Reasonable suspicion that Williams was operating a vehicle while intoxicated justified the officers' investigatory stop of the vehicle. See Mo.Rev.Stat. § 577.010.1 (“A person commits the crime of ‘driving while intoxicated’ if he operates a motor vehicle while in an intoxicated or drugged condition.”); Cox v. Dir. of Revenue, 98 S.W.3d 548, 549–51 (Mo. banc 2003) (concluding that driver's license was appropriately suspended for operating a vehicle where an individual was sitting behind the steering wheel in a parking lot with the key in the ignition and with the engine running). The officers observed that the vehicle was parked diagonally across two parking spots. Errant parking such as this, when combined with Officer Forck's observation of what he believed to be alcohol consumption by the driver of a vehicle that had just arrived at the park, is a reasonable basis for suspicion of illegal activity. Williams's gestures as the officers approached the vehicle reasonably added to this suspicion. Morgan, 729 F.3d at 1090 (finding that “furtive gestures” by occupant of vehicle can be an appropriate basis for reasonable suspicion of criminal activity). Officers Decker and Forck recount how, as they approached on their motorcycles, Williams moved around in the vehicle with his hands concealed from their view. Williams agrees that he opened and closed the driver's side front door of the vehicle in order to spit as the officers drove toward him. Although this act turned out to be innocent, it was not unreasonable for the officers to interpret Williams's movements as suspicious in light of how the vehicle was parked and Officer Forck's observation of what he believed to be alcohol consumption in the vehicle. See Carpenter, 462 F.3d at 986 (“The behavior on which reasonable suspicion is grounded ․ need not establish that the suspect is probably guilty of a crime or eliminate innocent interpretations of the circumstances.”). Taken together, these particularized facts, along with the reasonable inferences drawn therefrom, are sufficient to generate reasonable suspicion of illegal activity.
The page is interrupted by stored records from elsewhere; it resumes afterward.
PR #1409, opened 2018-05-17
SONARSEC-63 Generate UCFG instructions for constructors

valhristov:


sonaranalyzer-dotnet/src/SonarAnalyzer.CSharp/Security/Ucfg/UniversalControlFlowGraphBuilder.cs
```diff
@@ -194,12 +194,50 @@ private Expression BuildInstructionImpl(SyntaxNode syntaxNode)
...
+                    case SyntaxKind.ObjectCreationExpression:
+                        return BuildObjectCreation((ObjectCreationExpressionSyntax)syntaxNode);
+
                     default:
                         // do nothing
                         return ConstantExpression;
                 }
             }
 
+            private Expression BuildObjectCreation(ObjectCreationExpressionSyntax objectCreation)
```
valhristov: That's almost the same as `BuildInvocation`, will refactor in another PR

PR #2256, opened 2019-01-30
Rule S1151: 'Select...Case' clauses should not have too many lines of…

### LINKED ISSUE #2060: Rule S1151: 'Select...Case' clauses should not have too many lines of code
### Description

Implements https://jira.sonarsource.com/browse/RSPEC-1151

Evangelink:
… code

Fix #2060

### DIFF
--- a/sonaranalyzer-dotnet/rspec/vbnet/S1151_vb.net.html
+++ b/sonaranalyzer-dotnet/rspec/vbnet/S1151_vb.net.html
@@ -1,6 +1,6 @@
-<p>The <code>switch</code> statement should be used only to clearly define some new branches in the control flow. As soon as a <code>case</code>
-clause contains too many statements this highly decreases the readability of the overall control flow statement. In such case, the content of the
-<code>case</code> clause should be extracted into a dedicated method.</p>
+<p>The <code>Select...Case</code> statement should be used only to clearly define some new branches in the control flow. As soon as a case clause
+contains too many statements this highly decreases the readability of the overall control flow statement. In such case, the content of the case clause
+should be extracted into a dedicated procedure.</p>
 <h2>Noncompliant Code Example</h2>
 <p>With the default threshold of 3:</p>
 <pre>
--- a/sonaranalyzer-dotnet/rspec/vbnet/S1151_vb.net.html
+++ b/sonaranalyzer-dotnet/rspec/vbnet/S1151_vb.net.html
@@ -4,35 +4,30 @@ clause contains too many statements this highly decreases the readability of the
 <h2>Noncompliant Code Example</h2>
 <p>With the default threshold of 3:</p>
 <pre>
-switch (myVariable)
-{
-    case 0: // Noncompliant: 5 statements in the case
-        methodCall1("");
-        methodCall2("");
-        methodCall3("");
-        methodCall4("");
-        break;
-    case 1:
-        ...
-}
+Select Case number
+    Case 1 To 5 // Noncompliant: 4 statements in the case
+        MethodCall1("")
+        MethodCall2("")
+        MethodCall3("")
+        MethodCall4("")
+    Case Else
+        ' ...
+End Select
 </pre>
 <h2>Compliant Solution</h2>
 <pre>
-switch (myVariable)
-{
-    case 0:
+Select Case number
+    Case 1 To 5
         DoSomething()
-        break;
-    case 1:
-        ...
-}
+    Case Else
+        ' ...
+End Select
 ...
-private void DoSomething()
-{
-    methodCall1("");
-    methodCall2("");
-    methodCall3("");
-    methodCall4("");
-}
+Sub DoSomething()
+    MethodCall1("")
+    MethodCall2("")
+    MethodCall3("")
+    MethodCall4("")
+End Sub
 </pre>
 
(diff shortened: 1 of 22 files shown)


sonaranalyzer-dotnet/rspec/vbnet/S1151_vb.net.html
```diff
@@ -0,0 +1,33 @@
+<p>The <code>switch</code> statement should be used only to clearly define some new branches in the control flow. As soon as a <code>case</code>
```
andrei-epure-sonarsource: s/switch/Select

sonaranalyzer-dotnet/src/SonarAnalyzer.Common/Rules/SwitchSectionShouldNotHaveTooManyStatementsBase.cs
```diff
@@ -0,0 +1,35 @@
...
+
+using SonarAnalyzer.Common;
+using SonarAnalyzer.Helpers;
+
+namespace SonarAnalyzer.Rules
+{
+    public abstract class SwitchSectionShouldNotHaveTooManyStatementsBase : ParameterLoadingDiagnosticAnalyzer
+    {
+        protected const string DiagnosticId = "S1151";
+        protected const string MessageFormat = "Reduce this {2} number of statements from {0} to at most {1}, for example by extracting code into a {3}.";
```
andrei-epure-sonarsource: nitpick: would be better to have {0} {1} {2} {3} inside the message (lower brain overload)

sonaranalyzer-dotnet/src/SonarAnalyzer.Utilities/Rules.Description/S1151_vb.html
```diff
@@ -0,0 +1,33 @@
+<p>The <code>switch</code> statement should be used only to clearly define some new branches in the control flow. As soon as a <code>case</code>
```
andrei-epure-sonarsource: Select instead of switch

sonaranalyzer-dotnet/tests/SonarAnalyzer.UnitTest/TestCases/SwitchSectionShouldNotHaveTooManyStatements_DefaultValue.vb
```diff
@@ -0,0 +1,48 @@
...
+                    Test()
+                    Test()
+                    Test()
+                    Test()
+                    Test()
+                    Test()
+                    Test()
+                    Test()
+                    Test()
+                Case 6 ' Noncompliant {{Reduce this 'Case' block number of statements from 12 to at most 8, for example by extracting code into a procedure.}}
```
andrei-epure-sonarsource: I would add comments below to specify what is ignored and what is not (to be easier to verify the number)

sonaranalyzer-dotnet/tests/SonarAnalyzer.UnitTest/TestCases/SwitchSectionShouldNotHaveTooManyStatements_DefaultValue.vb
```diff
@@ -0,0 +1,48 @@
...
+                    If False
```
andrei-epure-sonarsource: You should add coverage for the following as well
                    case SyntaxKind.CatchBlock:
                    case SyntaxKind.FinallyBlock:
                    case SyntaxKind.ForEachBlock:
                    case SyntaxKind.SyncLockBlock:
                    case SyntaxKind.TryBlock:
                    case SyntaxKind.UsingBlock:
                    case SyntaxKind.WithBlock:
                    case SyntaxKind.EndSyncLockStatement:
                    case SyntaxKind.EndTryStatement:
                    case SyntaxKind.EndUsingStatement:
                    case SyntaxKind.EndWithStatement:

sonaranalyzer-dotnet/src/SonarAnalyzer.VisualBasic/Rules/SwitchSectionShouldNotHaveTooManyStatements.cs
```diff
@@ -0,0 +1,123 @@
...
+                    {
+                        c.ReportDiagnosticWhenActive(Diagnostic.Create(rule, caseBlock.CaseStatement.GetLocation(),
+                            statementsCount, Threshold, "'Case' block", "procedure"));
+                    }
+                },
+                SyntaxKind.CaseBlock,
+                SyntaxKind.CaseElseBlock);
+        }
+
+        private IEnumerable<StatementSyntax> GetSubStatements(StatementSyntax statement)
```
andrei-epure-sonarsource: Given that `Sub` is the name of the VB 'void' procedure, I'd rename this to `GetInnerStatements`

sonaranalyzer-dotnet/src/SonarAnalyzer.Common/Rules/SwitchSectionShouldNotHaveTooManyStatementsBase.cs
Evangelink: That's what I did first but it was looking less nice at the place where we pass the parameters: string, int, int, string.

andrei-epure-sonarsource: ok, feel free to leave it as is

Williams and Porter insist that genuine disputes of fact preclude us from reaching this conclusion. Although Officer Forck reported that he witnessed Williams drink from a container wrapped in a paper bag—which Officer Forck believed to contain alcohol—both Williams and Porter testified to the contrary. Williams averred that his container of beer, which was unopened when the officers arrived, was in the backseat of the vehicle. Porter testified that Williams's hand was on his container of beer, which was located beside him, and that Williams was getting ready to open it. Consequently, for purposes of summary judgment, we must assume that Officer Forck was mistaken in fact when he observed Williams drinking from a container wrapped in a paper bag. However, reasonable suspicion of criminal activity can be based upon a mistake of fact so long as that mistake was objectively reasonable. United States v. Smart, 393 F.3d 767, 770 (8th Cir.2005); see also McKenney v. Harrison, 635 F.3d 354, 358–59 (8th Cir.2011) (explaining that an officer does not lose his entitlement to qualified immunity by acting upon an objectively reasonable mistake of fact). It is undisputed that alcohol was being consumed in close proximity to Williams from a container wrapped in a paper bag—in precisely the manner described by Officer Forck. It also is undisputed that the vehicle was parked at an angle across two parking spaces. Under these circumstances, Officer Forck's mistaken perception that the driver, rather than the passenger, in a double-parked vehicle was consuming alcohol was objectively reasonable. See United States v. Payne, 534 F.3d 948, 951 (8th Cir.2008) (finding mistake of fact to be objectively reasonable based upon difficulty of discerning visually whether a traffic infraction occurred); cf. McKenney, 635 F.3d at 359 (finding mistake of fact to be objectively reasonable where undisputed facts supported officers' mistaken belief).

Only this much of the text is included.